Today the program focus shifts to management practice. I moderate a session on "The Loyalty Effect: Putting People First." Since this is a concept unknown to modern American journalism (though not, of course, to Microsoft), I worry that I cannot "add much value" to the session, as we say out here on the global frontier. My panelists, though, are a lively group including the scion of a Saudi Arabian conglomerate, which, in its operations in 17 nations and its employment of workers from more than 20 countries, appears to have remarkably progressive policies. Everyone agrees that heightened world competition puts an ever larger premium on recruiting, training, and holding employees. Several members of the audience wonder why "human factors" are given such short shrift in Davos deliberations.
I buy a bus ticket to Zurich; meet with Lyric Hughes, who is running Chinaonline.com, an Internet service that provides news of goings-on in the People's Republic of China to the wider world; and attend a press conference on Kosovo.

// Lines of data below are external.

PR #1016, opened 2020-10-07
Clarify that file extension should exclude the dot.

webmat:
It was only implicit via the example.

### DIFF
--- a/CHANGELOG.md
+++ b/CHANGELOG.md
@@ -10,6 +10,7 @@ All notable changes to this project will be documented in this file based on the
 #### Bugfixes
 
 * The `protocol` allowed value under `event.type` should not have the `expected_event_types` defined. #964
+* Clarify the definition of `file.extension` (no dots). #1016
 
 #### Added
 
--- a/generated/beats/fields.ecs.yml
+++ b/generated/beats/fields.ecs.yml
@@ -1604,7 +1604,7 @@
       level: extended
       type: keyword
       ignore_above: 1024
-      description: File extension.
+      description: File extension, excluding the dot.
       example: png
     - name: gid
       level: extended
--- a/generated/beats/fields.ecs.yml
+++ b/generated/beats/fields.ecs.yml
@@ -1606,8 +1606,8 @@
       ignore_above: 1024
       description: 'File extension, excluding the leading dot.
 
-        If the file name has multime extensions (example.tar.gz), this field should
-        contain all extensions without the leading dot (tar.gz).'
+        Note that when the file name has multiple extensions (example.tar.gz), only
+        the last one should be captured ("gz", not "tar.gz").'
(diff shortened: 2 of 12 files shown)


generated/beats/fields.ecs.yml
```diff
@@ -1604,7 +1604,7 @@
       level: extended
       type: keyword
       ignore_above: 1024
-      description: File extension.
+      description: File extension, excluding the dot.
```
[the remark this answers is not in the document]
webmat: Oh great point (pun intended).

I will address in the long description, yes

webmat:
@ebeahan WDYT of that new wording for multiple extensions?

rw-access:
It might be nontrivial for data sources to tell the difference between an extra extension vs just part of the filename. I always assumed this was just the outermost extension. I think it's debatable if double extensions are even a thing, since I don't think many operating systems recognize more than one.

One example where multiple extensions could arrive at the wrong conclusion: `FancyPants.2020.10.07.exe`

ebeahan:
@webmat I like the new wording, but @rw-access also brings up a valid point.

How the different routine/methods in the various languages/tools typically handle parsing file extensions should be considered. Looks like both [go](https://play.golang.org/p/OxCg0gCRsDt) and [node](https://nodejs.org/api/path.html#path_path_extname_path) both consider the extension the substring starting at the final `.` to the end of the string.

If most of our own data sources will typically only populate the final extension, perhaps it's best ECS aligns on that convention as well.

webmat:
Indeed, thanks for chiming in @rw-access

CHANGELOG.md
```diff
@@ -10,6 +10,7 @@ All notable changes to this project will be documented in this file based on the
 #### Bugfixes
 
 * The `protocol` allowed value under `event.type` should not have the `expected_event_types` defined. #964
+* Clarify the definition of `file.extension` (no dots). #1016
```
webmat, line 13: @ebeahan Since we'll backport this all the way back to 1.6/current, I'm shoving this PR's changelog directly in the 1.7 changelog for now.

I'll add a separate entry in 1.6 on the backport.

WDYT of this approach?

A bug fix changing the structure of the events (type change, typo fix) that we'd backport would warrant a point release. But clarifying the description to make explicit what was hidden in the example doesn't warrant a point release, IMO.

However I think it's important to make the change visible to anyone looking at past changelogs.

ebeahan: I agree with this approach of modifying `CHANGELOG.md` directly and then adding a separate entry for the `CHANGELOG.md` in the 1.6 branch.

Also agree that since the change only improves the description around what value was already expected, this doesn't warrant the point release.

ebeahan (approved):
LGTM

A publisher and a radio broadcaster plead with the West to pay some attention to Serbian President Slobodan Milosevic's harsh crackdown on independent media. This, they say, is impeding public support for the crucial negotiations that the six nation Contact Group hopes to launch this week. I ask them if the threat of NATO force--Primakov and Annan notwithstanding--is essential to bring Milosevic to the table. You bet, they reply.
I head for my hotel to pack. Traffic is tied up by a fire in one of the big hotels (another crack in the façade of Swiss imperturbability). I am ready for repatriation.